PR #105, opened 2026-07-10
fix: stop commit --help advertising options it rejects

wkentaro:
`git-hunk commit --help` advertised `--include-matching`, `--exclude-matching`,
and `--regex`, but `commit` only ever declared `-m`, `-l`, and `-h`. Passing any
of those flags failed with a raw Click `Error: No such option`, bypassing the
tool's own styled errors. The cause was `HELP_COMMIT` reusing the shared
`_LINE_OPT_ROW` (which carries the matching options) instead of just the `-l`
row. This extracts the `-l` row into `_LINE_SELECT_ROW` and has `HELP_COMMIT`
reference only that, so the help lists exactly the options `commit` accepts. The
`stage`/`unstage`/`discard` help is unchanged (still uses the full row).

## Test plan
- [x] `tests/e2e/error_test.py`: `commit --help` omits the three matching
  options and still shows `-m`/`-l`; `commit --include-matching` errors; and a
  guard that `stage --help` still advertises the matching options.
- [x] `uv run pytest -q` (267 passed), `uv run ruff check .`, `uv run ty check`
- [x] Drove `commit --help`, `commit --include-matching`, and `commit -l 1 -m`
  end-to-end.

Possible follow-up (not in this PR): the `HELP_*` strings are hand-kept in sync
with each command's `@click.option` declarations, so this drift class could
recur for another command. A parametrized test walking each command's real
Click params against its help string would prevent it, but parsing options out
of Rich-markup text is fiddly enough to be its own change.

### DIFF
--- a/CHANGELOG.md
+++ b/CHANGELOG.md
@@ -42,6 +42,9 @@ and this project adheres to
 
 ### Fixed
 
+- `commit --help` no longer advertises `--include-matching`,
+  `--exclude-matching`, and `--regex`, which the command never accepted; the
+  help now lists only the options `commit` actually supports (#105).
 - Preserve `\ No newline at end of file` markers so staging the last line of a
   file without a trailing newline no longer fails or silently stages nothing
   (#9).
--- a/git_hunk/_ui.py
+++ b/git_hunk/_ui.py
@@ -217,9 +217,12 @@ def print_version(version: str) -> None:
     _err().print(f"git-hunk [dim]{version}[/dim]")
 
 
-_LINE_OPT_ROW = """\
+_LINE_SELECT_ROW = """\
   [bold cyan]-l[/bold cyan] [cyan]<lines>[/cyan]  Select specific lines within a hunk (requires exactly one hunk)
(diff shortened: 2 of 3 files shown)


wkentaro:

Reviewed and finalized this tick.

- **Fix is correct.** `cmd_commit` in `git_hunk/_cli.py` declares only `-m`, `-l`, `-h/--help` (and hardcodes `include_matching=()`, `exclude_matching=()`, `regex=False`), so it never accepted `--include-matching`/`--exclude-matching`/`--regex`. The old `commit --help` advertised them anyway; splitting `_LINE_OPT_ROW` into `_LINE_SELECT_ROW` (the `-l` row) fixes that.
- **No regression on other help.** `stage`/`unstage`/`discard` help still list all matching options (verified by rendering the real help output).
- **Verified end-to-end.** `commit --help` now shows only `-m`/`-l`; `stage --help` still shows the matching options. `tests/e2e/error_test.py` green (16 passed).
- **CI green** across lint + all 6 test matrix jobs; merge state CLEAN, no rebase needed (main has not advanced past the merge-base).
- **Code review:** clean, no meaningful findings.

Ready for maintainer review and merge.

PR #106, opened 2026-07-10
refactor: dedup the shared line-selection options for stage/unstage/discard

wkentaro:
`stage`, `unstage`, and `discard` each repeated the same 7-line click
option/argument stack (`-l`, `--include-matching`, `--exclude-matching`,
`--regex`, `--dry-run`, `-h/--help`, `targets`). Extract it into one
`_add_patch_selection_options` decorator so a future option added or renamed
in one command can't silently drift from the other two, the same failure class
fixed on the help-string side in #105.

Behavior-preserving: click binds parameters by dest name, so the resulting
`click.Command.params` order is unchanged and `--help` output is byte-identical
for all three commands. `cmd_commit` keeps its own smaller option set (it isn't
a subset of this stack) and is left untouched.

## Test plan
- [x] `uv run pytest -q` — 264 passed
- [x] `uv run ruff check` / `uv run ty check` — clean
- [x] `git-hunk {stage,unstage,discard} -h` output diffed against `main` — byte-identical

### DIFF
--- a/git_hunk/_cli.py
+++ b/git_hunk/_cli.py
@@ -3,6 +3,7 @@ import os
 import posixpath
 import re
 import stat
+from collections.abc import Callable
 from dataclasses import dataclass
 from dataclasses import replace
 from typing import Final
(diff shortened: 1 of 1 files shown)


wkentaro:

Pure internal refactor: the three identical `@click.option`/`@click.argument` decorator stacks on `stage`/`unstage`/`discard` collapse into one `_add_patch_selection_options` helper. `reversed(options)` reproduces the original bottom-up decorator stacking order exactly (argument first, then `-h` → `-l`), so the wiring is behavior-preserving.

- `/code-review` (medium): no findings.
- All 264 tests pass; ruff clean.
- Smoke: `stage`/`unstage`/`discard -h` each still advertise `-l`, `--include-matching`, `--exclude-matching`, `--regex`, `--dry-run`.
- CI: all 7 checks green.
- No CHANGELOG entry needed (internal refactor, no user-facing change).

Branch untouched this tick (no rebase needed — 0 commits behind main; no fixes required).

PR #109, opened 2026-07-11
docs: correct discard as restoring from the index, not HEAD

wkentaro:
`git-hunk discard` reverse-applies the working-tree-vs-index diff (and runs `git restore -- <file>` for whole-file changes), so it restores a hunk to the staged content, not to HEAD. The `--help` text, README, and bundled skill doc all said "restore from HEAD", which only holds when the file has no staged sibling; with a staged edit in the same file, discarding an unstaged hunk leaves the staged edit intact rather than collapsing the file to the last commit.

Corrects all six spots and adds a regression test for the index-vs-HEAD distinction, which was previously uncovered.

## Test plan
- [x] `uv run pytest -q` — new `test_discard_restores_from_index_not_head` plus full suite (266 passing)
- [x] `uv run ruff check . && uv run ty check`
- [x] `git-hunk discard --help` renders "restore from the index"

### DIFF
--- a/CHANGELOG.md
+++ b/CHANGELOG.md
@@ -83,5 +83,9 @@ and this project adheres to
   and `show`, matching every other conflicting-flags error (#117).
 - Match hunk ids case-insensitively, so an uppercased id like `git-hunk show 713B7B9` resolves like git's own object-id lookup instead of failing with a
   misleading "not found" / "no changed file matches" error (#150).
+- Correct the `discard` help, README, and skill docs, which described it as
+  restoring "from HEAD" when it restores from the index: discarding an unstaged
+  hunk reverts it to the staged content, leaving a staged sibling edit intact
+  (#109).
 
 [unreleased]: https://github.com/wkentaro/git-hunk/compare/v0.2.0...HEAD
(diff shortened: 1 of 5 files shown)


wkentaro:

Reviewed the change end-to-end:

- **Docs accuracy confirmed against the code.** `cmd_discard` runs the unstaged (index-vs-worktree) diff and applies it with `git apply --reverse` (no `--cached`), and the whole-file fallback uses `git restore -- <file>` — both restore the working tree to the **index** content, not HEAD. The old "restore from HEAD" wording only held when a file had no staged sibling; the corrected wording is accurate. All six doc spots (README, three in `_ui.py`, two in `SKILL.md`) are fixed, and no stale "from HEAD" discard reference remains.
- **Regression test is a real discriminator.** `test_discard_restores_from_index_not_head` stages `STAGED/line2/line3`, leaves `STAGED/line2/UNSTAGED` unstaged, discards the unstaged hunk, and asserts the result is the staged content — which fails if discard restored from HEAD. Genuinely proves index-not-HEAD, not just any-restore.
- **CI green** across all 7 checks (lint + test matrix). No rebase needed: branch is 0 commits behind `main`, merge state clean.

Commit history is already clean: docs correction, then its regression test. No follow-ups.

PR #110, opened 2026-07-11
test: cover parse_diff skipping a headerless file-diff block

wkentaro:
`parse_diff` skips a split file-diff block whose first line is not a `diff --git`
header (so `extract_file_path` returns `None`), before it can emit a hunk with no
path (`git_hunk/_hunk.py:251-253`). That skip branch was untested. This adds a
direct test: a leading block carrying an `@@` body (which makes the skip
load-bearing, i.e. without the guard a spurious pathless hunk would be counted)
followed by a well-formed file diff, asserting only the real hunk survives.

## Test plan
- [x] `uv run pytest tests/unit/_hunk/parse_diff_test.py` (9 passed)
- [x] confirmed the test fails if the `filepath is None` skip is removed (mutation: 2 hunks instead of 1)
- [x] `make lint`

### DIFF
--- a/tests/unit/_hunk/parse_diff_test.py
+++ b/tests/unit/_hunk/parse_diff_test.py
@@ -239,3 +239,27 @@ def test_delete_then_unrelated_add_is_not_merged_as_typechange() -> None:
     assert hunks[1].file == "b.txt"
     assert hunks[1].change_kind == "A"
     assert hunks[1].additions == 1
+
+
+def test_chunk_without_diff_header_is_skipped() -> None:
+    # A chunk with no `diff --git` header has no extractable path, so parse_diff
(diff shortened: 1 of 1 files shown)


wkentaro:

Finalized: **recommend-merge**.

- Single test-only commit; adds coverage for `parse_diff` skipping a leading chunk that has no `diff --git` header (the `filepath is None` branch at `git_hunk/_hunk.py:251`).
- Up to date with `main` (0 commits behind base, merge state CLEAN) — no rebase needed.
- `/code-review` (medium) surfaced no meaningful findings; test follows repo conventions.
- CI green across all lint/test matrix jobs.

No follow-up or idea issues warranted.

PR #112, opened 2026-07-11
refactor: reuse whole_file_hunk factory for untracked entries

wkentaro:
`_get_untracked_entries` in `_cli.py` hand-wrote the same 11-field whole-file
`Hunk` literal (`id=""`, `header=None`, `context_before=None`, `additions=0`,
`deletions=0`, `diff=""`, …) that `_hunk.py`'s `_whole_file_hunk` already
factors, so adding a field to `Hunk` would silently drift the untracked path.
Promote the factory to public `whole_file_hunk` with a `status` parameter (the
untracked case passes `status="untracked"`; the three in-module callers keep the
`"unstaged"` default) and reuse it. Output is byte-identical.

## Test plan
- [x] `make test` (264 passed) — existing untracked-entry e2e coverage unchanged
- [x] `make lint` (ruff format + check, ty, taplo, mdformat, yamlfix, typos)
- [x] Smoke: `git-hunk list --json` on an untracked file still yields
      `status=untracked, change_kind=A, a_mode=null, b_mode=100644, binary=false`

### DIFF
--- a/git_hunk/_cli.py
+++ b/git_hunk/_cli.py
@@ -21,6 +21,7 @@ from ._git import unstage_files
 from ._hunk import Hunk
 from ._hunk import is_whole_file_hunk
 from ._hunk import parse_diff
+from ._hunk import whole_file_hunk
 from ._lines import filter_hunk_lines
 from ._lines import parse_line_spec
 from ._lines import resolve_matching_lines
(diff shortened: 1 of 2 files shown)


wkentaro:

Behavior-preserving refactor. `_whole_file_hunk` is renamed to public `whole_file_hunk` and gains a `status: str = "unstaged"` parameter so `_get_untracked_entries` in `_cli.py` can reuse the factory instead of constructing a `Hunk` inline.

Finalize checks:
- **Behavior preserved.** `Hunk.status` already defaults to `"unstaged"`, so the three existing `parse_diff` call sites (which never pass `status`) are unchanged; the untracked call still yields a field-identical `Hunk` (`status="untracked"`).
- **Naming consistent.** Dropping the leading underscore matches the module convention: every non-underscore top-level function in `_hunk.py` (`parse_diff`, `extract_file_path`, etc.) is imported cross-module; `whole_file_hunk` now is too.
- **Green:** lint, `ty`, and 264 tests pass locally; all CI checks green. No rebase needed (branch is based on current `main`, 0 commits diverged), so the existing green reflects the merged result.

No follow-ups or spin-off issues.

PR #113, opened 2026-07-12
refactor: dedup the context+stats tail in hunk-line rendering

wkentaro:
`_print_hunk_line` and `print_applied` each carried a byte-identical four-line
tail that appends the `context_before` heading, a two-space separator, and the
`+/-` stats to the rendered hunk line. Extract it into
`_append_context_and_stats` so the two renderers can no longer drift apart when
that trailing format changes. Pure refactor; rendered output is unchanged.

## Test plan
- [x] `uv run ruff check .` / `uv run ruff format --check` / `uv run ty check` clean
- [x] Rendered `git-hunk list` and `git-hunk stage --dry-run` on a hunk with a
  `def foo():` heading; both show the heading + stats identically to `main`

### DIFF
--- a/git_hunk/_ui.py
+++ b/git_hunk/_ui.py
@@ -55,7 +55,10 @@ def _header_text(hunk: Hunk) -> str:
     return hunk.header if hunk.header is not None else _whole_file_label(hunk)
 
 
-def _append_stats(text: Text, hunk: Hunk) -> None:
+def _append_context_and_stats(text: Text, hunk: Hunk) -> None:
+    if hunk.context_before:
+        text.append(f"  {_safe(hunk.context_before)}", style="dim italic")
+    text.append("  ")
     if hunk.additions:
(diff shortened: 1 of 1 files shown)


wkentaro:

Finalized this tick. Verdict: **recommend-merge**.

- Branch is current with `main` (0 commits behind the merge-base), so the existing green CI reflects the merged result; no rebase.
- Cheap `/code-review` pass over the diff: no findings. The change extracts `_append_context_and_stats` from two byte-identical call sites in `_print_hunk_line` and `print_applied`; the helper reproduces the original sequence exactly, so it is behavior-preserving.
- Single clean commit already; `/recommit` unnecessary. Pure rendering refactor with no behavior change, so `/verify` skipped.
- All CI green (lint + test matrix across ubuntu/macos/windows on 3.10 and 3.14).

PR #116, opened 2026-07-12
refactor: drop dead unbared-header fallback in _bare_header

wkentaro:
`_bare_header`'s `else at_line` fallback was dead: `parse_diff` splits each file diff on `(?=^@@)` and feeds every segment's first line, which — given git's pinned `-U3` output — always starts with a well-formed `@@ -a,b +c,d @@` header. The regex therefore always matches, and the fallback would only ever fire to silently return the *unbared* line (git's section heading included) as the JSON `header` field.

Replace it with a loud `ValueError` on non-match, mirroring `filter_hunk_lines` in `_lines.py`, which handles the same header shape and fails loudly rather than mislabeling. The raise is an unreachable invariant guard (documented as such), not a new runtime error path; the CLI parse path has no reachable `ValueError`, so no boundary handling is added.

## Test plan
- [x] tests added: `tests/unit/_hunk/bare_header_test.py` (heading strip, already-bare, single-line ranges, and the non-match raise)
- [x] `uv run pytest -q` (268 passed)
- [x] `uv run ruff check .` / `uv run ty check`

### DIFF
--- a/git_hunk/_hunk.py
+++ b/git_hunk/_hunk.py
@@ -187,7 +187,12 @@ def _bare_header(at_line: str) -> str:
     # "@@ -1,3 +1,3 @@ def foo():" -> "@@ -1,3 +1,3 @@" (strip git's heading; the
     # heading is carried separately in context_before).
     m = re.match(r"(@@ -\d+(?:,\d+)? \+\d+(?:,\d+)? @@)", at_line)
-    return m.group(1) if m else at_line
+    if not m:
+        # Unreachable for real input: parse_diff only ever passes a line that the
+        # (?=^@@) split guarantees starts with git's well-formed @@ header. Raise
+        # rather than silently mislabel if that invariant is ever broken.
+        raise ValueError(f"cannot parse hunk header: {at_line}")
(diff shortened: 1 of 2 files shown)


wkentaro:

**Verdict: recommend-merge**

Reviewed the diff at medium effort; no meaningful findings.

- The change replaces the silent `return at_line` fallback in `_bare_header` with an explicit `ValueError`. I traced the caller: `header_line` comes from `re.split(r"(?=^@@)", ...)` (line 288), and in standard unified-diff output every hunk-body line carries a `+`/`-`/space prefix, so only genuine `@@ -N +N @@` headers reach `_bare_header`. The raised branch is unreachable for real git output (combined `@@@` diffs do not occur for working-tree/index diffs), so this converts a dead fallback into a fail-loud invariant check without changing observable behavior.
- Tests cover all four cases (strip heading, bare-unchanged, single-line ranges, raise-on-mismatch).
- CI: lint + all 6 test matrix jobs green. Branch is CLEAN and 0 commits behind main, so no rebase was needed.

> _TASK TO COMPLETE_: Only certain lines are wanted. Please return exactly those from the top of the data through the line with "the full row).".

> _EXERCISE SOLUTION_:
PR #105, opened 2026-07-10
fix: stop commit --help advertising options it rejects

wkentaro:
`git-hunk commit --help` advertised `--include-matching`, `--exclude-matching`,
and `--regex`, but `commit` only ever declared `-m`, `-l`, and `-h`. Passing any
of those flags failed with a raw Click `Error: No such option`, bypassing the
tool's own styled errors. The cause was `HELP_COMMIT` reusing the shared
`_LINE_OPT_ROW` (which carries the matching options) instead of just the `-l`
row. This extracts the `-l` row into `_LINE_SELECT_ROW` and has `HELP_COMMIT`
reference only that, so the help lists exactly the options `commit` accepts. The
`stage`/`unstage`/`discard` help is unchanged (still uses the full row).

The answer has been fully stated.